The thing is that the reverse-chronological approach isn’t the best way to consume news for most people, because it lacks one of the main things that readers expect from publications: context. The only editorialising is time-based: the latest story is the one on the top. Unfortunately, that doesn’t actually tell you what is and is not “news”, because news means more than simply what is new.
Take a look at Dave’s BBCRiver.com site, and compare it to the main BBC News Mobile site. As I write, the top story on the official BBC site is “13 Obese Adults by 2010″ – the same as the top story on the main BBC page. On BBCRiver, this is the sixth story down – top story is “Wembley Casino plans axed”.
Why does this matter? Because people go to a news site to find out what’s happening, and part of finding out what’s happening is seeing instantly what the most important thing occurring at that moment is. Chronological reverse order tells you what the latest news is – but not the most important.

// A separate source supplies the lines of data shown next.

PR #172, opened 2025-11-19
Replace hardcoded CoreVisionConstants with dependency-injected VisionGainConstants

aidnem:
## Changes

- Rename CoreVisionConstants to VisionGainConstants
- Convert fields from static to instance fields; make VisionLocalizer take a VisionGainConstants object as an argument
- Add "builder" style methods to update the config more easily
- Add javadocs to all fields.

## Verification

Here's a recording of CHCMP quals 88 after being simulated with replay sim, where the gains passed to the VisionLocalizer were the default gains. As you can see, the replay outputs ghost (orange) and the real outputs ghost (blue) behave identically.

https://github.com/user-attachments/assets/89124fbe-39a6-4e40-9c2c-a06c055f06b8

Now, here's a recording where the linearStdDevFactor has been increased from 0.02 to 1.0, making the replay have much more stable/less jittery pose estimation. You can see the real output ghost (blue) jittering while the replay outputs ghost (orange) is now staying relatively still.

https://github.com/user-attachments/assets/7ff3af02-8af2-4ecd-aac9-11448bb1aa93

### DIFF
--- a/vision/src/main/java/coppercore/vision/VisionGainConstants.java
+++ b/vision/src/main/java/coppercore/vision/VisionGainConstants.java
@@ -2,12 +2,21 @@ package coppercore.vision;
 
 /** Vision constants for coppercore's pose rejection and standard deviation calculations. */
 public final class VisionGainConstants {
+    /**
+     * Maximum distance for a pose estimate to be accepted.
+     *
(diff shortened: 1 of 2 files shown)


godmar (approved):
LGTM

PR #186, opened 2026-01-13
185 update jsoncontrollers to work better and usework with newer json sync api

avidraccoon:


wpilib_interface/src/main/java/coppercore/wpilib_interface/controllers/Controller.java
```diff
@@ -188,26 +267,40 @@ public double getValue() {
...
+     subtypes = {
+        @JsonSubtype(clazz = Button.class, name = "button"),
+        @JsonSubtype(clazz = Axis.class, name = "axis"),
+        @JsonSubtype(clazz = POV.class, name = "pov"),
+     }
+    )
+    /**
+     * Controller interface class
+     * 
+     * These represents the interfaces that the code will interact with
```
godmar: I don't understand this. What do you mean by "interfaces"? What is an "interface" in this context?

It's more important to have a good explanation of the purpose of a class here than mechanical javadocs.

godmar (changes requested):
I'm having a hard time making sense of your `ControllerInterface` - that's probably just a naming issue.  Would `ControlElement` be an appropriate term? Or `ControllerComponent`?

Issue #190, opened 2026-01-14
document and improve way to publish local coppercore


godmar:
As we develop, we will have a local copy of coppercore checked out.  I've find it somewhat difficult in the past to verify that/whether the robot code is indeed using the desired version of coppercore.
I'd like to (a) document and (b) make this process more robust.

Idea:

- when publishing to maven local, gradle automatically generates a Java class that contains the version
- the robot code can load this class and print and/or verify this version
- this way, under local development, the version number can be increased and the increased version number must have come from the local maven repo, not the central one.
- add a README describing the steps.

PR #191, opened 2026-01-14
(#190) add coppercore metadata package for version info

godmar:
First draft for issue #190


godmar:
Yes, this is not tested on Windows. @thetaback could you test it on your machine as well?

We could also include git commit info, though I didn't include the code I had GPT write because I wasn't sure whether running git is possible on all platforms.

Issue #193, opened 2026-01-15
Change from TorqueCurrentFOC requests to Voltage requests with FOC enabled in TalonFX motor IO


aidnem:
Based on preliminary testing, it is likely easier to tune voltage systems than current systems, and so we should replace our TorqueCurrentFOC requests with FOC-enabled Voltage requests in MotorIOTalonFX. This will also hopefully ease debugging of sim, since ClosedLoopOutput and AppliedVolts should be equal to each other.

PR #194, opened 2026-01-15
(#193) Replace all requests in MotorIOTalonFX with Voltage equivalents

aidnem:
Replace all requests in MotorIOTalonFX with the voltage equivalent and write out withEnableFOC(true) on all of them. While FOC is enabled by default, I find that it makes it more explicit to state it in the code for those curious enough to read it (and I seriously doubt it's impactful to performance).

- Bump version to 2026.1.1

### DIFF
--- a/gradle.properties
+++ b/gradle.properties
@@ -1,2 +1,2 @@
-version=2026.1.0
+version=2026.1.1
 systemProp.file.encoding=utf-8
--- a/wpilib_interface/src/main/java/coppercore/wpilib_interface/subsystems/motors/talonfx/MotorIOTalonFX.java
+++ b/wpilib_interface/src/main/java/coppercore/wpilib_interface/subsystems/motors/talonfx/MotorIOTalonFX.java
@@ -11,16 +11,16 @@ import com.ctre.phoenix6.StatusSignal;
 import com.ctre.phoenix6.configs.Slot0Configs;
 import com.ctre.phoenix6.configs.TalonFXConfiguration;
 import com.ctre.phoenix6.controls.CoastOut;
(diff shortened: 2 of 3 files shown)


godmar:
More research:

- a [thread on CD](https://www.chiefdelphi.com/t/how-do-you-do-motion-control/501447/27?u=godmar) on this topic. In it, Ben Hall (working for CTRE) [comments](https://www.chiefdelphi.com/t/how-do-you-do-motion-control/501447/30?u=godmar):
> With all that said, for unprofiled position control, Voltage may be easier to tune since you can sometimes skip kD. For velocity control, TorqueCurrentFOC is definitely easier to tune (it’s often just kS+kP). And for a profiled position system, TorqueCurrentFOC can be easier to tune since you don’t need a kV, and kA can be found independently.

I'm not sure how to read this. Would the turrent position control be unprofiled or profiled?  When would this be run, btw?
Would the turret already start turning while the robot is still driving towards the/a shooting position? (Ideally, yes).

From the software point of view, it appears that there's a choice - presumably that's why both voltage and torquecurrent controls exist. So our coppercore library should ideally support both and be configurable.

Given the time pressure, of course, I'm not sure what the best next step is.  Share your thoughts. Perhaps @PChild has experience with voltage vs torquecurrent motion from past seasons?

aidnem:
@godmar when I tuned the elevator last year, it went great. My only real difficulties have been the bizarre behavior of our wrist (a single jointed arm) last year in sim and the strangely changing kS on the turret prototype.
This leads me to believe that I might just be doing it wrong. If I have time tomorrow at shop, I'll try following CTRE's advice exactly and if it goes well maybe we can hold off on this change.

PR #2172, opened 2021-08-20
Add context for traces in executor

gauravgahlot:
Signed-off-by: Gaurav Gahlot <gauravgahlot0107@gmail.com>

### DIFF
--- a/pkg/executor/executor.go
+++ b/pkg/executor/executor.go
@@ -62,6 +62,7 @@ type (
 	}
 
 	createFuncServiceRequest struct {
+		context  context.Context
 		function *fv1.Function
 		respChan chan *createFuncServiceResponse
 	}
@@ -96,7 +97,7 @@ func MakeExecutor(ctx context.Context, logger *zap.Logger, cms *cms.ConfigSecret
 		}(et)
 	}
 
-	go executor.serveCreateFuncServices(ctx)
+	go executor.serveCreateFuncServices()
 
 	return executor, nil
 }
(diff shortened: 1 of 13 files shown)


pkg/executor/executor.go
```diff
@@ -195,7 +195,7 @@ func (executor *Executor) serveCreateFuncServices() {
 				wg.Wait()
 
 				// get the function service from the cache
-				fsvc, err := executor.getFunctionServiceFromCache(req.function)
+				fsvc, err := executor.getFunctionServiceFromCache(ctx, req.function)
```
sanketsudake, line 198: context received from channel request should be passed here.

pkg/executor/executor.go
```diff
@@ -107,7 +107,7 @@ func MakeExecutor(ctx context.Context, logger *zap.Logger, cms *cms.ConfigSecret
 // get specialized. In other words, it ensures that when there's an
 // ongoing request for a certain function, all other requests wait for
 // that request to complete.
-func (executor *Executor) serveCreateFuncServices() {
+func (executor *Executor) serveCreateFuncServices(ctx context.Context) {
```
sanketsudake, line 110: We should not pass context to this function. Every request on the channel should pass its own context and we pass same context further.

```go
createFuncServiceRequest struct {
    context  context.Context
    function *fv1.Function
    respChan chan *createFuncServiceResponse
}
```

sanketsudake (approved):

sanketsudake:
Thanks, @gauravgahlot, these are very valuable changes and would help in resolving issues of executor. 🎉

PR #2196, opened 2021-09-17
cleanup: Remove Opentracing support as no active users

sanketsudake:
References:
[1] https://github.com/fission/fission/discussions/2193
[2] https://fissionio.slack.com/archives/C3LUX6BBP/p1631706812069300

Signed-off-by: Sanket Sudake <sanketsudake@gmail.com>

PR #2201, opened 2021-09-21
enhancement: Add different samplers and propagators support with OpenTelemetry

sanketsudake:
* Samplers
  - always_on - Sampler that always samples spans, regardless of the parent span's sampling decision.
  - always_off - Sampler that never samples spans, regardless of the parent span's sampling decision.
  - traceidratio - Sampler that samples probabalistically based on rate.
  - parentbased_always_on - (default) Sampler that respects its parent span's sampling decision, but otherwise always samples.
  - parentbased_always_off - Sampler that respects its parent span's sampling decision, but otherwise never samples.
  - parentbased_traceidratio - Sampler that respects its parent span's sampling decision, but otherwise samples probabalistically based on rate.

* Propogators
  - tracecontext - W3C Trace Context
  - baggage - W3C Baggage
  - b3 - B3 Single
  - b3multi - B3 Multi
  - jaeger - Jaeger uber-trace-id header
  - xray - AWS X-Ray (third party)
  - ottrace - OpenTracing Trace (third party)

* Added tracing support via fission CLI

With support for jaeger propagator, ie, support for uber-trace-id header we can remove opentracing. 
https://github.com/fission/fission/pull/2196


sanketsudake:
Once https://github.com/open-telemetry/opentelemetry-go/issues/1698 is resolved we can get rid of code from Fission and use features sdk itself.

PR #2207, opened 2021-09-26
Added command to list pods owned by fission for environment/function

praddy26:
`fission env pods --name <enviornmentName> [--executortype <poolmgr | newdeploy>]` 
`fission fn pods --name <functionName> [--executortype <poolmgr | newdeploy>]`


sanketsudake (changes requested):

pkg/controller/environmentApi.go
```diff
@@ -238,3 +239,40 @@ func (a *API) EnvironmentApiDelete(w http.ResponseWriter, r *http.Request) {
...
+	if len(ens) != 0 {
+		selector[fv1.ENVIRONMENT_NAMESPACE] = ens
+	}
+
+	et := a.extractQueryParamFromRequest(r, "executortype")
+	if len(et) != 0 {
+		selector[fv1.EXECUTOR_TYPE] = et
+	}
+
+	pods, err := a.kubernetesClient.CoreV1().Pods("").List(r.Context(), metav1.ListOptions{
```
sanketsudake, line 263: can we use `metav1.NamespaceAll` here ?

pkg/fission-cli/cmd/function/pods.go
```diff
@@ -0,0 +1,71 @@
+/*
+Copyright 2019 The Fission Authors.
```
sanketsudake, line 2: `2021`

pkg/controller/environmentApi.go
```diff
@@ -238,3 +239,40 @@ func (a *API) EnvironmentApiDelete(w http.ResponseWriter, r *http.Request) {
...
+func (a *API) EnvironmentApiPodList(w http.ResponseWriter, r *http.Request) {
+	vars := mux.Vars(r)
+	name := vars["environment"]
+
+	// label selector
+	selector := map[string]string{
+		fv1.ENVIRONMENT_NAME: name,
+	}
+
+	ens := a.extractQueryParamFromRequest(r, "environmentnamespace")
```
sanketsudake, line 253: Please define constants for these, instead of hardcoding.
Same constant can be used in the client and API sides.
`environmentnamespace`, `executortype`
Same for other query parameters.

pkg/controller/functionApi.go
```diff
@@ -369,3 +369,35 @@ func getContainerLog(kubernetesClient *kubernetes.Clientset, w http.ResponseWrit
 
 	return nil
 }
+
+// FunctionApiPodList: Get list of pods currently used by function
+func (a *API) FunctionApiPodList(w http.ResponseWriter, r *http.Request) {
+	vars := mux.Vars(r)
+	name := vars["function"]
```
sanketsudake, line 376: Please check if we need any error handling here of "function" key not in vars.

pkg/fission-cli/cmd/environment/pods.go
```diff
@@ -0,0 +1,72 @@
...
+func ListPods(input cli.Input) error {
+	return (&ListPodsSubCommand{}).do(input)
+}
+
+func (opts *ListPodsSubCommand) do(input cli.Input) error {
+
+	m := &metav1.ObjectMeta{
+		Name: input.String(flagkey.EnvName),
+		Labels: map[string]string{
+			"environmentNamespace": input.String(flagkey.NamespaceEnvironment),
```
sanketsudake, line 46: We should use constants for query parameters as mentioned above.
These ensure if we change client-side parameters, we are also changing server-side.

pkg/fission-cli/cmd/environment/pods.go
```diff
@@ -0,0 +1,72 @@
...
+			"executorType":         input.String(flagkey.EnvExecutorType),
+		},
+	}
+
+	pods, err := opts.Client().V1().Environment().ListPods(m)
```
sanketsudake, line 51: We should be explicit about `metav1.NamespaceAll` here

pkg/fission-cli/util/podutils.go
```diff
@@ -0,0 +1,36 @@
...
+*/
+
+package util
+
+import (
+	v1 "k8s.io/api/core/v1"
+)
+
+// PodReadyStatus returns the number of ready containers and total containers present in pod
+func PodContainerReadyStatus(pod *v1.Pod) (readyContainers, noOfContainers int) {
```
sanketsudake, line 24: We already have a function `IsReadyPod` in pkg/utils/utils.go 
Please see it it can be used.

sanketsudake (changes requested):

pkg/fission-cli/util/podutils.go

With mobile access, the need to show what the most important story is is doubly important, because access is likely to be sporadic. I spend five minutes checking the news on the bus. I spend ten minutes reading while getting coffee. I don’t have the news constantly trickling in, and I don’t want to have to wade through all the latest minor stories in order to find the major ones.
The River of News approach works when content is fairly slow, when there are (at most) five-ten stories per day. But for an organisation like the BBC, which produces hundreds of stories and story updates across a huge range of subjects, it is at best confusing at at worse unusable as a coherent news source. Far from being phone-friendly as Doc claims, it’s phone-unfriendly – you don’t want to have to scroll down five screens of local news stories and sport in order to find out that a plane’s been blown up. The comparison with an AP feed that Doc makes is quite a good one: 80% of newswire stories get dumped by editors unless it’s a slow news day or they have specialised interest. Because River of News has no one editing it, no one saying “this is the top story” it fails as a coherent news source.